**TASK TO CARRY OUT:** Check each line of the records below and collect those that include the word "markers".
○ ○ ○ ○ ○ ○ ○
PR #1132, opened 2026-08-22
ci(licenses): the guard's own workspace-root list is a claim nothing checks

vyncint:
Follow-up to #1114, which your review asked for: *"This drift has now happened twice (#662, here), so a self-check comparing the pass list against on-disk `[workspace]` manifests is follow-up material."*

## What is wrong

`check-dependency-licenses.sh` reaches each first-party workspace with one `declared_crates` pass per root, because `cargo metadata` stops at a `[workspace]` boundary. **Which roots exist was hard-coded, and nothing compared that list against the tree.** That is how the guard has failed twice:

- **#662** found `crates/rustc-codegen-cuda` unread. The backend — the largest first-party crate in the tree — had no CSV row while every other member did.
- **#1114** found `crates/cuda-macros/tests/device-only` unread, and its member `device-only-kernels` likewise unrecorded.

Both times the guard printed OK. A short list is indistinguishable from a complete one, a count cannot tell them apart, and the comment reading "Both first-party workspaces" was itself the wrong number for months.

## The change

The list becomes two named arrays, compared against `git ls-files -- '*Cargo.toml'` filtered to manifests declaring `[workspace]`, in both directions:

- a manifest on disk that no pass reads fails, naming it, and says to add it as first-party or as vendored;
- a name in the arrays that is no longer such a manifest fails as stale, since a renamed root left behind is a permanent hole.

`crates/fuzzer/rustlantis` is the one vendored root, listed separately with the reason: third-party code attributed in THIRD_PARTY_NOTICES whose dependencies are not ours to record, excluded by `check-spdx-headers.sh` on the same grounds. Roots under `crates/rustc-codegen-cuda/examples` stay out of scope here — the second half of the script already resolves those, including the two nested sub-workspaces, from their committed lock files.

## Verification

All local, no GPU.

| mutation | result |
|---|---|
| drop the device-only root from the list | fails, naming that manifest |
| add a name that is not a manifest | fails as stale, naming it |
| a new tracked `[workspace]` manifest appears (`git add -N`) | fails, naming it |
| the `[workspace]` scan pattern rots | refuses: *"the scan broke, so a clean result means nothing"* |

Unmutated: `OK: dependency-licenses.csv records all 59 declared crates`, example half unchanged, `bash -n` clean. `git` joins the `require_tool` list next to `cargo` and `python3`.

One file. Checked against every open PR's file list via `gh api --paginate .../pulls/N/files` — no overlap.

## Maintainer repair

- Cargo now resolves every tracked manifest: 264 manifests -> 222 workspace roots.
- The check compares four named non-example roots and 218 example root/lock pairs in both directions.
- Missing, orphaned, stale, malformed, and untracked-lock mutations all fail closed.
- Full license guard, `bash -n`, and diff checks pass.

### DIFF
--- a/scripts/check-dependency-licenses.sh
+++ b/scripts/check-dependency-licenses.sh
@@ -39,6 +39,7 @@ require_tool() {
 }
 require_tool cargo
 require_tool python3
+require_tool git
 
 test -s "${CSV}"
 
@@ -96,8 +97,9 @@ print("\n".join(sorted(names)))
 
 # Every first-party workspace root, not just the root one.  `cargo metadata`
 # stops at a `[workspace]` boundary, so one pass per root is the only way to
-# reach them all, and the tree has three under version control outside
-# `examples/` (the second half below covers those):
+# reach them all.  The list is no longer a claim: the self-check below compares
+# it against every tracked `[workspace]` manifest outside `examples/`, which the
+# second half covers.  Today that is three, and how each got here matters:
 #
 #   1. Cargo.toml -- the root workspace.
 #   2. crates/rustc-codegen-cuda/Cargo.toml -- its own `[workspace]` for the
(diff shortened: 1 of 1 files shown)


nihalpasham:
- Reproduced two false greens: valid `[ workspace ]` spelling was missed, and an example workspace could rely on an untracked lock file.
- I layered one commit that asks Cargo to resolve all 264 tracked manifests, then checks four non-example roots and 218 example root/lock pairs in both directions.
- Missing, orphaned, stale, malformed, and untracked-lock mutations fail. The license guard, shell check, and diff check pass; hosted CI is queued and waiting for explicit fork-run approval.
- This is the follow-up requested in #1114; no issue closes on merge.

nihalpasham (approved):

PR #1134, opened 2026-08-22
fix(ptx-schedule): the marker predicates fold case only if the caller does

vyncint:
Follow-up to #1112, whose review named this residual: *"`has_skip_marker`'s case-insensitivity relies on callers pre-lowercasing."*

## What is wrong

`has_skip_marker` and `has_mismatch_marker` implement a case-blind contract — the smoketest greps the same markers with `grep -i` — but neither folded case. They worked because their one caller lowercased first:

```rust
let combined = format!("{stdout}\n{stderr}").to_ascii_lowercase();
```

That is a precondition living at a call site, in a crate whose one job is classifying process output. Called with a raw stream, both predicates silently disagree with their own names — measured on this tree:

```
has_skip_marker("Skipping: needs sm_90")            -> false
has_skip_marker("PASS (skipped): requires sm_75+")  -> false
has_mismatch_marker("MISMATCH at index 3")          -> false
```

Every one of those spellings is real. `Skipping:` and `PASS (skipped):` are what examples print — `generated_ldmatrix` prints the second verbatim — and `MISMATCH` in capitals is the conventional spelling for the finding, the one `crates/fuzzer` uses in its own status vocabulary. A caller reaching for these predicates without knowing the rule would classify a declined run as a pass and a failed comparison as a pass: the exact misclassification #1112 fixed.

## The change

Fold case in the predicates instead of documenting the precondition. `has_skip_marker` compares the line's leading bytes with `eq_ignore_ascii_case`; `has_mismatch_marker` lowercases once inside itself. `run_binary` then passes the raw combined stream, so the precondition is **gone rather than moved** — and the one allocation moves from the call site into the predicate that needs it. Behaviour on the existing path is unchanged: the input was already lowercase there.

## Verification

One test over the spellings that matter, both directions: five mixed-case skip declines and five mixed-case failure markers must match, and folding case must not widen what counts as a marker — a bare `pass`/`PASS`, `pass: 1024 elements verified`, `SUCCESS`, a mid-line `no skipping: here`, and `all checks passed` all stay negative. It fails with the folding reverted.

15 tests pass, fmt clean, `clippy --all-targets -- -D warnings` clean, `cargo doc --document-private-items` clean.

One file. No open PR touches it.

## Maintainer repair

- Classification is now `timeout -> nonzero exit -> mismatch -> skip -> pass`.
- Case folding stays inside the marker predicates.
- Mixed-marker tests pin the stronger verdict.
- 16 tests, fmt, strict clippy, rustdoc, and diff checks pass.

### DIFF
--- a/crates/ptx-schedule/src/campaign.rs
+++ b/crates/ptx-schedule/src/campaign.rs
@@ -730,7 +730,9 @@ fn run_binary(executable: &Path, cwd: &Path, timeout: Duration) -> RunResult {
         Ok(status) => (status.code(), status.success(), stderr),
         Err(error) => (None, false, error.to_string()),
     };
-    let combined = format!("{stdout}\n{stderr}").to_ascii_lowercase();
+    // Both marker predicates below fold case themselves, so this is the raw
+    // combined stream rather than a lowercased copy.
+    let combined = format!("{stdout}\n{stderr}");
     let kind = if timed_out {
         RunKind::Hang
     } else if has_skip_marker(&combined) {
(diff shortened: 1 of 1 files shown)


nihalpasham:
- Reproduced the case bug and the stronger failure being hidden by skip text.
- I layered one commit that folds case inside each predicate and fixes the order to timeout → nonzero exit → mismatch → skip → pass.
- Mixed-marker tests pin that order. All 16 tests, fmt, strict clippy, and rustdoc pass; hosted CI is queued and waiting for explicit fork-run approval.
- This follows #1112; no issue closes on merge.

nihalpasham (approved):

PR #1135, opened 2026-08-22
fix(ptx-schedule): an example that declines to run is reported as a failure

vyncint:
## What is wrong

`RunKind::Skipped` became reachable in #1112, when `has_skip_marker` learned the second spelling examples use to decline. **Nothing consumes it distinctly.** Both places that read the baseline test for `Pass` and treat everything else alike:

```rust
// campaign.rs
if !matches!(baseline.kind, RunKind::Pass) {
    ... println!("schedule-fuzz: BASELINE FAILURE: {:?}; ...")

// cargo-oxide/src/main.rs
Ok(summary) if !matches!(summary.baseline.kind, RunKind::Pass) => {
    eprintln!("Error: baseline example did not pass; ...");
    std::process::exit(1);
}
```

So `cargo oxide fuzz-schedule redux_f32` on anything below sm_100a prints `BASELINE FAILURE: Skipped`, then `Error: baseline example did not pass`, and exits 1.

The example did not fail. It ran, declared it cannot run on this device, and exited 0 — which is precisely what `scripts/smoketest.sh` reports as `PASS (skipped)`. **#665 exists because reporting a decline as anything else made an arch-gated example indistinguishable from a broken one**, and this is the same conflation in the campaign: sweeping a fleet, "below this example's arch floor" comes back red alongside a genuinely wedged device.

## The change

Rather than repeat a `matches!` in two crates, the distinction becomes one typed definition. `RunKind::baseline_verdict()` returns `Usable`, `Declined` or `Broken`, and the campaign and the CLI both consult it. The match is exhaustive, so a new `RunKind` cannot join a class by accident — adding one now fails with `E0004: non-exhaustive patterns` instead of silently reading as broken.

Behaviour:

| baseline | before | after |
|---|---|---|
| `Skipped` | `BASELINE FAILURE: Skipped`, exit **1** | `BASELINE DECLINED`, a `Note:` on stderr, exit **0** |
| any other non-`Pass` | `BASELINE FAILURE: {kind}`, exit 1 | unchanged, and the CLI message now names the kind |

`--fail-on-finding` is untouched and remains the switch for failing on real findings. **If you would rather a decline carry a distinct nonzero code, that is a one-line change in the new arm** — I picked 0 to match `verdict_standard`, but it is your call.

## Verification

Two tests: the three classes pinned exhaustively over all eight `RunKind` variants, and that every *finding* kind is a `Broken` baseline — a mismatch is a finding in a variant, but as the baseline it means there is no ground truth to compare against. The first fails with `Skipped` moved back into the broken class; adding a ninth variant fails to compile.

16 ptx-schedule tests and 177 cargo-oxide tests pass, fmt clean, `clippy --all-targets -- -D warnings` clean on both crates, `cargo doc --document-private-items` clean.

Two files. No open PR touches either. It shares `campaign.rs` with my #1134 and #1137; the three touch disjoint regions and I verified all six of this batch merge to a byte-identical tree in either order.

## Maintainer repair

- Strong failures now beat skip text.
- The CLI policy is explicit: declined exits 0 with zero seeds, broken exits 1, and usable findings obey `--fail-on-finding`.
- 17 ptx-schedule and 178 cargo-oxide tests pass, with fmt, strict clippy, rustdoc, and diff checks.

### DIFF
--- a/crates/cargo-oxide/src/main.rs
+++ b/crates/cargo-oxide/src/main.rs
@@ -610,6 +610,31 @@ fn validate_materialization_cli(cli: &Cli) -> Result<(), String> {
     }
 }
 
+#[derive(Clone, Copy, Debug, PartialEq, Eq)]
+enum FuzzScheduleDisposition {
+    Success,
+    Declined,
+    BrokenBaseline,
+    Findings(usize),
+}
+
+fn fuzz_schedule_disposition(
+    baseline: ptx_schedule::campaign::BaselineVerdict,
+    finding_count: usize,
+    fail_on_finding: bool,
+) -> FuzzScheduleDisposition {
+    use ptx_schedule::campaign::BaselineVerdict;
+
+    match baseline {
+        BaselineVerdict::Declined => FuzzScheduleDisposition::Declined,
+        BaselineVerdict::Broken => FuzzScheduleDisposition::BrokenBaseline,
+        BaselineVerdict::Usable if fail_on_finding && finding_count > 0 => {
+            FuzzScheduleDisposition::Findings(finding_count)
+        }
+        BaselineVerdict::Usable => FuzzScheduleDisposition::Success,
+    }
+}
+
 fn main() {
     // Handle both invocation methods:
     // 1. Cargo subcommand: `cargo oxide run vecadd` → argv = ["cargo-oxide", "oxide", "run", "vecadd"]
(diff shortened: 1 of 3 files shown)


nihalpasham:
- A skipped baseline had its own verdict, but skip text could still hide a nonzero exit or mismatch, and the CLI exit policy was not tested.
- I layered one commit that fixes the shared classifier and pins the CLI behavior: declined runs execute zero seeds and exit 0; broken baselines exit 1; usable findings obey `--fail-on-finding`.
○ ○ ○ ○ ○ ○ ○
**EXERCISE ANSWER:**
`has_skip_marker` and `has_mismatch_marker` implement a case-blind contract — the smoketest greps the same markers with `grep -i` — but neither folded case. They worked because their one caller lowercased first:
One test over the spellings that matter, both directions: five mixed-case skip declines and five mixed-case failure markers must match, and folding case must not widen what counts as a marker — a bare `pass`/`PASS`, `pass: 1024 elements verified`, `SUCCESS`, a mid-line `no skipping: here`, and `all checks passed` all stay negative. It fails with the folding reverted.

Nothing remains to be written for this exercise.